### Task statement:
Please transcribe the data that follows, keeping every line exact.

|---|

PR #574, opened 2019-01-15
Do not create aggregated ByteBuf when publisher empty or first element empty

violetagg:
The PR is scheduled for `0.9`

### DIFF
--- a/src/main/java/reactor/netty/http/client/HttpClientOperations.java
+++ b/src/main/java/reactor/netty/http/client/HttpClientOperations.java
@@ -775,21 +775,32 @@ class HttpClientOperations extends HttpOperations<NettyInbound, NettyOutbound>
 
 		@Override
 		public Mono<Void> then() {
-			ByteBufAllocator alloc = parent.channel().alloc();
+			ByteBufAllocator alloc = parent.channel()
+			                               .alloc();
 			return Flux.from(source)
-			           .collect(alloc::heapBuffer, ByteBuf::writeBytes)
-			           .flatMap(agg -> {
-				           if (!HttpUtil.isTransferEncodingChunked(request) && !HttpUtil.isContentLengthSet(request)) {
-					           request.headers()
-					                  .setInt(HttpHeaderNames.CONTENT_LENGTH, agg.readableBytes());
-				           }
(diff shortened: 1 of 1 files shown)


src/main/java/reactor/netty/http/client/HttpClientOperations.java
```diff
@@ -796,16 +796,28 @@ public NettyOutbound sendObject(Object message) {
...
+			                   if (buf != null && buf.readableBytes() > 0) {
+			                       return flux.collect(alloc::heapBuffer, ByteBuf::writeBytes)
+			                                  .flatMap(agg -> {
+			                                      if (!HttpUtil.isTransferEncodingChunked(request) &&
+			                                              !HttpUtil.isContentLengthSet(request)) {
+			                                          request.headers()
+			                                                 .setInt(HttpHeaderNames.CONTENT_LENGTH, agg.readableBytes());
+			                                      }
+			                                      return parent.then()
+			                                                   .thenEmpty(FutureMono.disposableWriteAndFlush(parent.channel(), Mono.just(agg)));
```
bsideup: I think you can drop `.then()` here

src/main/java/reactor/netty/http/client/HttpClientOperations.java
```diff
@@ -796,16 +796,28 @@ public NettyOutbound sendObject(Object message) {
...
+			                                  });
+			                   }
+			               }
+			               return parent.then();
```
bsideup: `.then()` here is redundant, there is `.then` after `switchOnFirst` (or maybe that `.then` can be dropped)

src/main/java/reactor/netty/http/client/HttpClientOperations.java
violetagg: `.then()` cannot be dropped - on this step Reactor Netty sends the headers for the outbound message.

src/main/java/reactor/netty/http/client/HttpClientOperations.java
violetagg: `.then()` cannot be dropped - on this step Reactor Netty sends the headers for the outbound message.

PR #621, opened 2019-02-27
fix connection header can contain other tokens

flyinprogrammer:
https://bugzilla.mozilla.org/show_bug.cgi?id=691300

|---|

### Response area:
PR #574, opened 2019-01-15
Do not create aggregated ByteBuf when publisher empty or first element empty

violetagg:
The PR is scheduled for `0.9`

### DIFF
--- a/src/main/java/reactor/netty/http/client/HttpClientOperations.java
+++ b/src/main/java/reactor/netty/http/client/HttpClientOperations.java
@@ -775,21 +775,32 @@ class HttpClientOperations extends HttpOperations<NettyInbound, NettyOutbound>
 
 		@Override
 		public Mono<Void> then() {
-			ByteBufAllocator alloc = parent.channel().alloc();
+			ByteBufAllocator alloc = parent.channel()
+			                               .alloc();
 			return Flux.from(source)
-			           .collect(alloc::heapBuffer, ByteBuf::writeBytes)
-			           .flatMap(agg -> {
-				           if (!HttpUtil.isTransferEncodingChunked(request) && !HttpUtil.isContentLengthSet(request)) {
-					           request.headers()
-					                  .setInt(HttpHeaderNames.CONTENT_LENGTH, agg.readableBytes());
-				           }
(diff shortened: 1 of 1 files shown)


src/main/java/reactor/netty/http/client/HttpClientOperations.java
```diff
@@ -796,16 +796,28 @@ public NettyOutbound sendObject(Object message) {
...
+			                   if (buf != null && buf.readableBytes() > 0) {
+			                       return flux.collect(alloc::heapBuffer, ByteBuf::writeBytes)
+			                                  .flatMap(agg -> {
+			                                      if (!HttpUtil.isTransferEncodingChunked(request) &&
+			                                              !HttpUtil.isContentLengthSet(request)) {
+			                                          request.headers()
+			                                                 .setInt(HttpHeaderNames.CONTENT_LENGTH, agg.readableBytes());
+			                                      }
+			                                      return parent.then()
+			                                                   .thenEmpty(FutureMono.disposableWriteAndFlush(parent.channel(), Mono.just(agg)));
```
bsideup: I think you can drop `.then()` here

src/main/java/reactor/netty/http/client/HttpClientOperations.java
```diff
@@ -796,16 +796,28 @@ public NettyOutbound sendObject(Object message) {
...
+			                                  });
+			                   }
+			               }
+			               return parent.then();
```
bsideup: `.then()` here is redundant, there is `.then` after `switchOnFirst` (or maybe that `.then` can be dropped)

src/main/java/reactor/netty/http/client/HttpClientOperations.java
violetagg: `.then()` cannot be dropped - on this step Reactor Netty sends the headers for the outbound message.

src/main/java/reactor/netty/http/client/HttpClientOperations.java
violetagg: `.then()` cannot be dropped - on this step Reactor Netty sends the headers for the outbound message.

PR #621, opened 2019-02-27
fix connection header can contain other tokens

flyinprogrammer:
https://bugzilla.mozilla.org/show_bug.cgi?id=691300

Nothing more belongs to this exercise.